Vivek Haldar

LLMs eat entry-level SWEs

(This is an edited write-up of my rambling video on the same topic.)

A key point missing in the discourse around “is AI going to make coding redundant?” is that there is a hierarchy to programmers, and there is a hierarchy to the difficulty and ambiguity in programming tasks. It seems obvious to state, but: AI/LLMs will attack the easier side of that spectrum to start with, and in fact, they already are.

I predict that entry-level junior software engineers are going to get eaten by large language models that can generate code.

Now my take is actually a moderate one. If you listen to folks like Matt Welsh of, he has a much stronger position. He has the position that all software engineering is going to get eaten by LLMs and AI. And maybe that’s true, but I’m making the softer claim that it’s going to happen more immediately and more obviously for entry level positions really soon.

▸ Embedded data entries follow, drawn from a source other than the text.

PR #3568, opened 2026-01-21
chore: "reapply "chore: added slot num in payload attributes

mattsse:
Reverts alloy-rs/alloy#3567

blocked until we have a new header field


mattsse:
Closing as superseded by main. The slot_number field and the missing-slot_number serde coverage are already present on main, so there is no remaining delta to update here.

We have to start by first understanding the level progression of software engineers. If you go look at, the levels are similar across most tech companies. The first three levels are L3, L4, L5. L3 is entry-level software engineer. That is usually people new to software engineering or recent graduates. L4 is mid-level. L5 is senior. The general scope and responsibilities for an entry-level L3 software engineer are to design, implement, debug, and deploy software that is fairly well-understood and well-defined in scope. Usually this takes the form of someone a bit more senior like an L4 or an L5 doing the higher level or more complex design for a system and breaking it down into well-defined tasks. Then L3 software engineers do maybe some more detailed design, and the more well-defined and well-scoped implementation tasks to implement that larger system.

Basically, what an entry-level software engineer does is take well-defined, well-scoped tasks and then be proficient enough in coding, debugging skills to quickly, correctly, cleanly implement them and deploy them to production and to be able to debug those things if need be. And then once you get to higher levels like mid-level or senior level, it’s more about being independent. It’s more about larger scope, larger ownership, leadership, all that stuff. But today we’re just talking about entry level software engineers.

So given that description of what an entry level software engineer does, it’s not that hard to see how the code-generating LLMs of today are creeping very close to it. And if you wait another maybe year, which is practically infinity in machine learning time scales, that it would be pretty easy for LLMs to accomplish that. With context windows getting larger and larger, you can fit more and more surrounding code, adding more context so that you can ask the LLM to write code for something that is very specific to your system and to your code base, your module, your implementation and generate code that understands what the surrounding classes and methods and abstractions are doing and actually uses them as opposed to writing generic code that uses publicly available APIs that the LLM has already been trained on.

If you look at recent increases in context window lengths, for example, Gemini 1.5 went all the way up to a million tokens, and even larger sizes in research. And a million tokens is pretty huge. A million tokens is 750,000 words. A lot of even medium-complexity GitHub repos could fit entirely within that window. Now, if you’re working in a closed source enterprise code base, it’s probably a lot larger than that, but a million tokens might still be enough to fit the module or the subsystem that an entry-level software engineer is working on. And you can put all that into the context window plus your instructions for what you want to do.

Today the “hit rate” for accomplishing a task right away is not high. Often a human software engineer has to take that first draft and tweak it a little bit to make it work.

The writing is on the wall. What are the implications of that? Are you just going to have senior software engineers do design, spell out architecture, and drive the LLM, so to speak, give the LLM direction, look at its output, nudge it in the correct direction?

It gets a bit more speculative and vague as you go up the stack from junior to mid-level to senior and beyond. But at least for the kinds of things that entry-level software engineers do, I don’t think it’s a far stretch at all to say that code-writing LLMs can do that kind of work. They can do a lot of that kind of work even today, and very soon they’ll be able to do most, if not all of that entry-level work.

The open question is what that means for the overall hiring pipeline, and career development more generally. If you just skip this entry-level step in career development, how does one even get to mid-level or senior level? How do you get the experience needed to reach those levels? It becomes a bootstrapping problem. And I don’t have any good answers to that. I don’t think anyone does. I think all this is happening so fast that everyone is pretty much making it up as they go along.

That’s an important question for computer science or programming graduates coming into the market, into the tech hiring market in the next few years. They’re going to need a lot more than coding and implementation chops to stand out in the hiring pool. And once they do get hired, again, they’re going to need more than coding and implementation chops to stand out among their colleagues.

At the very least, what’s clear is that if you’re graduating now or soon, you have to be extremely familiar and extremely fluent with AI-assisted programming. You have to understand how to prompt an LLM, how to prompt an LLM to get specific kinds of code, how to prompt an LLM to help you debug, how to prompt an LLM to help you critique your code, review your code, debug your code. You have to know various ways of prompting LLMs. You have to know how to work with LLMs. And I think that skill set will become as basic as knowing how to use an IDE or knowing how to do a edit-compile-debug cycle.